Gun advocates are celebrating the election of Republican President-elect Donald Trump after fearing that his Democratic rival, Hillary Clinton, would have clamped down on gun rights.
Now they are planning ways to end regulations on gun ownership, according to The New York Times.
"A lot of people in the gun rights community can breathe again," said C.J. Grisham, the president of Open Carry Texas.
Texas State Rifle Association director Alice Tripp said, "We've been threatened. We've been bullied. We've been ridiculed for eight years. I expect the tone to change. If tone sets policy, then we've got it made."
Gun supporters helped turn Iowa's state senate Republican, and helped vote down a background check requirement for gun ownership in Maine, the Times reported.
In other initiatives supported by gun advocates, Kansas and Indiana voters got the right to hunt and fish installed in the state constitutions.
The Washington Post reported that gun control advocates picked up some wins, including Pennsylvania Sen. Patrick Toomey, a Republican who supports gun control.
The Times report noted that some states passed measures that favored gun control. In Washington State, an initiative passed that allows temporary blocks on gun possession for high-risk users. California passed a regulation requiring background checks to buy ammunition. Nevada mandated background checks on almost all gun transfers.
Advocates for gun freedoms noted policies that are in discussion, such as lifting restrictions on service members carrying firearms on military bases, and a national right to carry, which would allow gun owners licensed in one state to be approved to carry in the other 49, the Times reported.

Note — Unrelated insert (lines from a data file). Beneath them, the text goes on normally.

PR #3340, opened 2026-04-22
refactor: move fetchDeployment into Deployment component

rossnelson:
## Summary

Moves deployment data fetching into the `Deployment` component rather than SvelteKit's load layer, and cleans up the related page infrastructure that was no longer doing anything useful.

## Why

`fetchDeployment` requires a server-relative base URL that isn't available at load time for package consumers. Running it inside the component ensures the transport is fully initialized before the call is made.

## Test plan

- [ ] Deployment detail page loads and displays version table
- [ ] Delete version flow refreshes the page correctly
- [ ] Delete deployment flow still works
- [ ] Existing integration tests pass

### DIFF
--- a/src/lib/pages/deployment-page.ts
+++ b/src/lib/pages/deployment-page.ts
@@ -1,19 +1,8 @@
-import { fetchDeployment } from '$lib/services/deployments-service';
-import { decodeURIForSvelte } from '$lib/utilities/encode-uri';
-
 export function loadDeploymentPage({
-  params,
   depends,
 }: {
   params: { namespace: string; deployment: string };
   depends: (...deps: `${string}:${string}`[]) => void;
 }) {
   depends('data:deployment');
-  const deploymentName = decodeURIForSvelte(params.deployment);
-  return {
-    deploymentPromise: fetchDeployment({
-      namespace: params.namespace,
-      deploymentName,
-    }),
-  };
 }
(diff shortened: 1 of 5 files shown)


src/lib/pages/deployment-page.ts
```diff
@@ -1,19 +1,8 @@
-import { fetchDeployment } from '$lib/services/deployments-service';
```
Alex-Tideman, line 1: Just 🗑️ this whole file, don't need it

rossnelson: done.

src/lib/pages/deployment.svelte
```diff
@@ -91,6 +95,7 @@
           {namespace}
           {deploymentName}
           conflictToken={deployment.conflictToken}
+          onVersionDeleted={() => reloadCount++}
```
Alex-Tideman: I'd use a timestamp instead of a count

let lastInvalidatedAt = $state(Date.now());

  const effectiveDeploymentPromise = $derived.by(() => {
    lastInvalidatedAt; // tracked so incrementing it re-fetches
    return fetchDeployment({ namespace, deploymentName });
  });

function reload() {
  lastInvalidatedAt = Date.now()
}

onVersionDeleted={reload}

rossnelson: done :)

Alex-Tideman (approved):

Nebraska Firearms Owners Association president Rod Moeller said that some gun advocates did not favor Trump — but "they were more concerned about what a Clinton presidency would do," The Times reported.
Trump has been clear in his support for gun owners' rights. On his website, he wrote a policy paper about Second Amendment rights in which he said, "This is about self-defense, plain and simple."
The National Rifle Association's president, Wayne LaPierre, weighed in on the election in a video, in which he praised gun owners for swinging the election in Trump's favor.